Live Review

Cold War Kids, The Forum, London

We leave knowing we can better appreciate Cold War Kids on their records.

From the occasional clattering of near-random piano keys to the slurred idiosyncrasies of Nathan Willett’s vocals, the organised chaos in Cold War Kids’ music is one of its outstanding features and one of the band’s main appeals. But tonight at the Forum, chaos gets the better of them. As a venue, the Forum is a large, ornately-decorated amphitheatre complete with balcony and the sort of lamp-lit tables you might find at a 1920s jazz club. All quite orderly, really. Until the Californian five-piece arrive.

Willett mumbles something as he steps up to the mic before launching into ‘Something Is Not Right With Me’, a driving, energetic track that epitomises the subtle yet fearful angst that pervades Cold War Kids’ sound. But tonight, the discordant root of the track overpowers any delicacy and the audience is greeted by a wall of indistinguishable sounds with stabbing and breathless vocals. The set continues with a similar tempo, each track is short, sharp, snappy, but the delivery doesn’t quite work. The band stumble about the stage, bassist Matt Maust appearing particularly smashed, and besides Willett’s front-of-stage stance, the audience struggles to engage with the performance.

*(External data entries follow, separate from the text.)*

Issue #3398, opened 2016-08-08
Redefine global mirror interval


colundrum:
Hi,

Can you create a variable in the custom/conf/app.ini to redefine the value of Interval (we can see this value at https://github.com/gogits/gogs/blob/master/models/repo.go#L722) without recompiling Gogs.

I've already asked to the discuss : [Is it possible to redefine the global mirror interval?](https://discuss.gogs.io/t/is-it-possible-to-redefine-the-global-mirror-interval/540)

Thanks

- Gogs version (or commit ref): 0.9.48.0722
- Git version: 2.1.4
- Operating system: Debian Jessie
- Database (use `[x]`):
  - [ ] PostgreSQL
  - [x] MySQL
  - [ ] SQLite
- Can you reproduce the bug at https://try.gogs.io:
  - [ ] Yes (provide example URL)
  - [ ] No
  - [x] Not relevant
- Log gist:

0xbaadf00d:
I can implement this issue if no one already took it.

@Unknwon Do you have any advice for the key name and on what category put it ?

Unknwon:
@0xbaadf00d thanks, maybe `DEFAULT_INTERVAL` is more obvious?

0xbaadf00d:
Of course, I'll make the changes in the evening.

Unknwon:
Patch has pushed to fix this issue, please test on `develop` branch or https://try.gogs.io.

PR #3409, opened 2016-08-09
Feature #3398: Redefine global mirror interval

0xbaadf00d:
This pull request add new key on `app.ini` to configure the mirror global interval (#3398).

By example, to set mirror global interval to 6 hours rather than 24 :
```
[mirror]
GLOBAL_INTERVAL = 6
```

### DIFF
--- a/conf/app.ini
+++ b/conf/app.ini
@@ -358,6 +358,10 @@ MIRROR = 300
 CLONE = 300
 PULL = 300
 
+[mirror]
+; Default interval in hours between each check
+DEFAULT_INTERVAL = 24
+
 [api]
 ; Max number of items will response in a page
 MAX_RESPONSE_ITEMS = 50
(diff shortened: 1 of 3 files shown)


Unknwon:
Commented on #3398.

0xbaadf00d:
The variableis now renamed to `DEFAULT_INTERVAL`

Unknwon:
I think the `Mirror` should put after [this line](https://github.com/0xbaadf00d/gogs/blob/bb3732e082a897bc5ef049de3b1c2bb563cd7306/modules/setting/setting.go#L208), and load with another `else if` before [api](https://github.com/0xbaadf00d/gogs/blob/bb3732e082a897bc5ef049de3b1c2bb563cd7306/modules/setting/setting.go#L499) section. This also requires you add a `[mirror]` section after `[git]` in `conf/app.ini` file.

Unknwon:
Thanks!

Issue #3410, opened 2016-08-09
overall issues for organisations is limited to num_repos from the user


rikvdh:
- Gogs version (or commit ref):  0.9.60.0803
- Git version: 2.1.4
- Operating system: Linux Debian
- Database (use `[x]`):
  - [ ] PostgreSQL
  - [x] MySQL
  - [ ] SQLite
- Can you reproduce the bug at https://try.gogs.io:
  - [x] Yes (provide example URL) `not possible due to user requirement`
  - [ ] No
  - [ ] Not relevant
- Log gist:

## Description

The list of issues for an organization is incomplete when the user itself has less repositories than the organisation. In the query the `LIMIT X` is used where X is filled as the `num_repos` from the `user` table. 

To reproduce:
- Create organisation
- Add 1 repository
- Add 1 issue
- Make sure the currently logged-in user has no repositories
- Go to issues at the top
- View the organisation
- no issues are displayed *(!!)*
- Create a repo for the user
- Go to issues at the top
- View the organisation
- The issue is displayed *(!!)*

For now I workaround this issue by setting `num_repos` in the user table to 999 for each user. But this isn't a good way to solve this.

lstahlman:
I am able to reproduce this.

Unknwon:
Patch has pushed to fix this issue, please test on `develop` branch or https://try.gogs.io.

rikvdh:
Thanks @Unknwon it is fixed on https://try.gogs.io. My test user now has all the issues I expect to be there! :D

For our own installation we wait for the tagged releases before upgrade. 

Thanks!

xor-gate:
Nice work all for catching and fixing!

PR #3412, opened 2016-08-09
Fix for #3410 overall issues for organisations is limited to num_repo…

lstahlman:
Changed a reference to RepoNum so it is based on the org's repo count instead of the user's.

See #3410


Unknwon:
Thanks!

PR #3418, opened 2016-08-10
Fix #3321: commit tag shortener

### LINKED ISSUE #3321: Short commit references not turning into links.
See https://git.osgeo.org/gogs/geos/php-geos/issues/6#issuecomment-182 and subsequent comment.
The first comment used ca42d272d8 as a commit reference, the second used the full hash and the full url.
Only the second comment turned both references into links, while the first did not.

0xbaadf00d:
Short commit references now working with a 7 to 40 SHA length'  (Issue #3321) and base.ShortSha() function has been modified to uniformize short SHA's representation (length: 7).

### DIFF
--- a/modules/base/tool.go
+++ b/modules/base/tool.go
@@ -45,8 +45,8 @@ func EncodeSha1(str string) string {
 }
 
 func ShortSha(sha1 string) string {
-	if len(sha1) == 40 {
-		return sha1[:10]
+	if len(sha1) > 7 {
+		return sha1[:7]
 	}
 	return sha1
 }
--- a/modules/base/tool.go
+++ b/modules/base/tool.go
@@ -45,8 +45,8 @@ func EncodeSha1(str string) string {
 }
 
 func ShortSha(sha1 string) string {
-	if len(sha1) > 7 {
-		return sha1[:7]
+	if len(sha1) > 10 {
+		return sha1[:10]
 	}
 	return sha1
 }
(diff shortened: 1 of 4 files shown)


modules/base/tool.go
```diff
@@ -45,8 +45,8 @@ func EncodeSha1(str string) string {
 }
 
 func ShortSha(sha1 string) string {
-	if len(sha1) == 40 {
```
Unknwon: We can allow 7-char SHA, does not mean we want to show with 7-char in default, please remove this change.

modules/markdown/markdown_test.go
```diff
@@ -290,8 +290,8 @@ func TestMarkdown(t *testing.T) {
 		Convey("To the internal issue tracker", func() {
 			Convey("It should correctly convert URLs", func() {
 				testCases := []string{
-					"http://localhost:3000/user/project/commit/d8a994ef243349f321568f9e36d5c3f444b99cae", " <code><a href=\"http://localhost:3000/user/project/commit/d8a994ef243349f321568f9e36d5c3f444b99cae\">d8a994ef24</a></code>",
```
Unknwon: We can allow 7-char SHA, does not mean we want to show with 7-char in default, please adjust this change.

modules/base/tool.go
0xbaadf00d: I have done this to always have uniform short tag on all pages regardless of what users use (7-char, 8-char, ..., 40-char commit  SHA).

Ok if you want remove this; I will do needed modifications tonight.

Unknwon: Yes, please do the modification, we still want to show 10-char on the UI. Thought people could just use 7-char in other cases.

Unknwon:
Thanks!

PR #3423, opened 2016-08-10
Fix #3379: syntax error at or near

### LINKED ISSUE #3379: 500 when user leaves organization without relations to any repositories
- Gogs version (or commit ref): 0.9.58.0726
- Git version: 2.1.4
- Operating system: debian
- Database (use `[x]`):
  - [x] PostgreSQL
  - [ ] MySQL
  - [ ] SQLite
  - [ ] No
  - [x] Not relevant
- Log gist:

## Description

I try leave an organization and the result is:
`{"err":"pq: syntax error at or near \")\"","ok":false}`

Maybe help this thread:
http://stackoverflow.com/questions/21073650/golang-pq-syntax-error-when-executing-sql

0xbaadf00d:
Fix issue when user want leave an organization (issue #3379) and don't have repositories.

Fixed by just adding a check before using the SQL statement IN who can't be used with empty list.

### DIFF
--- a/models/org.go
+++ b/models/org.go
@@ -414,8 +414,11 @@ func RemoveOrgUser(orgID, userID int64) error {
 			return err
 		}
 	}
-	if _, err = sess.Where("user_id = ?", user.ID).In("repo_id", repoIDs).Delete(new(Access)); err != nil {
-		return err
+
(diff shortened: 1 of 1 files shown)


Unknwon:
Thanks!

Issue #3396, opened 2016-08-08
Pull request conflict status not updating properly


duwial:
- Gogs version (or commit ref): 0.9.64.0805
- Git version: 1.7.1
- Operating system: Linux (Scientific Linux release 6.8)
- Database (use `[x]`):
  - [ ] PostgreSQL
  - [x] MySQL
  - [ ] SQLite
- Can you reproduce the bug at https://try.gogs.io:
  - [x] Yes (provide example URL)
  - [ ] No
  - [ ] Not relevant
- Log gist:

## Description

I've got two pull requests in my project, both referencing the same file. When I've merged the first pull request I'm expecting the second not to be able to be merged. However, when going to the pull request I can still see the text "This pull request can be merged automatically." while it clearly can't be merged. When pushing the button "Merge pull request" I'm getting a 500 error with the following appearing in our log file:

`[...routers/repo/pull.go:415 MergePullRequest()] [E] Merge: git merge --no-ff --no-commit [data/tmp/repos/435232857.git]: exit status 1 -`

I've created two pull requests showing this behavior on try.gogs.io:
https://try.gogs.io/xStoryTeller/ErrorTest/pulls/2 (successfully merged)
https://try.gogs.io/xStoryTeller/ErrorTest/pulls/1 (the one generating the error)

duwial:
A little update: it looks like the trigger task is not being executed when a pull request is being merged from the web interface. Is this intended? If I do a manual commit and push to the project all open pull requests are being re-evaluated and updated with the proper status.

PR #3425, opened 2016-08-10
Fix for #3396 - Pull request conflict status not updating properly

lstahlman:
Fix for #3396.  AddTestPullRequestTask needed to be called from PullRequest.Merge.


Unknwon:
Thanks!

Maust eventually becomes a comedic distraction, leaning on his bandmates and offering bizarre sidekicks to nobody in particular, though in fairness it doesn’t affect his performance. There are glimmers of brilliance when the quieter songs offer the band a chance to demonstrate their ability without the impenetrable, clattering noise: the percussion is wonderfully off-beat and Willett’s voice is incredible, filling the venue with his powerful twang. But the set lacks variety and these moments are too few.

The crowd reacts best to tracks off the debut album; ‘We Used To Vacation’ and ‘Hang Me Up To Dry’ set the place alight. Encore choices ‘Saint John’ and ‘Hospital Beds’ again highlight the band’s strength in their own brand of country-tinged, anachronistic story-telling, but sadly the preceding brashness has already dulled the senses and we leave knowing we can better appreciate Cold War Kids on their records.